------ Records for this exercise

PR #1658, opened 2023-10-25
Update nf-dwmapi-dwmflush.md

iPhilip:
It's unclear what

> until the next present

means in this case. It might need another word or two. [[Ref](https://learn.microsoft.com/en-us/windows/win32/api/dwmapi/nf-dwmapi-dwmflush)]


stevewhims (approved):

iPhilip:
Thank you for the edits. It might be useful to add a link to the Present method and its interface ([this?](https://learn.microsoft.com/en-us/windows/win32/api/dxgi/nf-dxgi-idxgiswapchain-present)).

PR #1666, opened 2023-10-31
Escape broken links for contoso.com

Saisang:
https://dev.azure.com/msft-skilling/Content/_workitems/edit/173987


stevewhims:
None of these changes are necessary (and some are undesirable). So I'll close the PR without taking the changes.

If you have only "contoso.com" (without quotes) in the content, then that doesn't render as a hyperlink (so there can't be a broken link). So no need to escape ANY case like that.

If you see L"<some string>" (or variants of that), then that's example C++ source code representing a wide character string. So if you put backticks inside the quote marks, then you're breaking that example (backticks were never intended to be part of the example string, and will render it syntactically incorrect). There's no need to escape uris or urls that are inside quotes.

I've confirmed that none of these examples are being rendered in the web page as hyperlinks. So there's nothing to change here.

PR #1669, opened 2023-11-01
Augment winsock `FD_SET` macro

Rageking8:
The page is on the `FD_SET` macro yet the description is identical to the similarly named `fd_set` structure. Fixed up the description, document the behavior with duplicate file descriptor and added parameter descriptions.

PR #1673, opened 2023-11-04
Fix excess right angle bracket in `FD_SET`

Rageking8:
Fix a typo I introduced in #1669. Combed through the whole repo and found no other similar occurrences.

### DIFF
--- a/sdk-api-src/content/winsock/nf-winsock-fd_set.md
+++ b/sdk-api-src/content/winsock/nf-winsock-fd_set.md
@@ -57,7 +57,7 @@ A descriptor identifying a socket which will be added to the set.
 
 ### -param set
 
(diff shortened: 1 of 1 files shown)


stevewhims (approved):

stevewhims:
I know that the docs are currently a mix of markdown and markup, but they should be all markdown. So whenever we touch a line, it might be good to make improvements as we go (I think fixing the entire topic is too much to ask). Anyway, so the first pass for this line here would be to change the HTML bold formatting to markdown bold formatting. But the next pass would involve adding a hyperlink to the structure, and in that case (for API ref content), we omit the bold (we bold type names when there's no hyperlink). I've made those changes in this case.

PR #1674, opened 2023-11-06
Create `FD_CLR` macro

Rageking8:


Rageking8:
Sorry about the excess double quotes typo, did not notice it after changing the markup to markdown (same for the other `FD_XXX` macro PRs, since I copy and pasted).

stevewhims:
Unfortunately, I'll have to close this PR without taking it, for the reasons below.

The system doesn't recognize this macro, so we can't document it like this (that is, with a formal topic for it, in this repo). Even if we took this PR, these topics wouldn't be recognized by the system (since the system doesn't recognize the macro), so these topics wouldn't be published by the system.

And I don't think it's vital to have full, detailed, formal topics for this macro. This macro is already mentioned in [Select, fd_set, and FD_XXX Macros](https://learn.microsoft.com/windows/win32/winsock/select-and-fd---2). So if we need a little more info about them, then that might be a good place.

Rageking8:
@stevewhims Thanks for the detailed explanation. I would like to know if all identifiers recognized by the system is already documented? One such example is things like `afunix.h` (does not seem to be documented yet, but AFAIK is shipped with the Windows SDK).

stevewhims:
> afunix.h

So, sometime an entire header is deliberately and explicitly excluded from the docs. `afunix.h` is an example of that. Sometimes individual APIs are excluded from the docs. But sometimes those things happen due to oversight, so we strive to fill gaps in the documentation when we can and when it makes sense. We want to focus our energies on documenting the right things (things that customers will get the most benefit from calling) in the most appropriate ways.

------------

Work task: Search the data above for the string "broken". Report every line where it is found.

Answer section:
Escape broken links for contoso.com
If you have only "contoso.com" (without quotes) in the content, then that doesn't render as a hyperlink (so there can't be a broken link). So no need to escape ANY case like that.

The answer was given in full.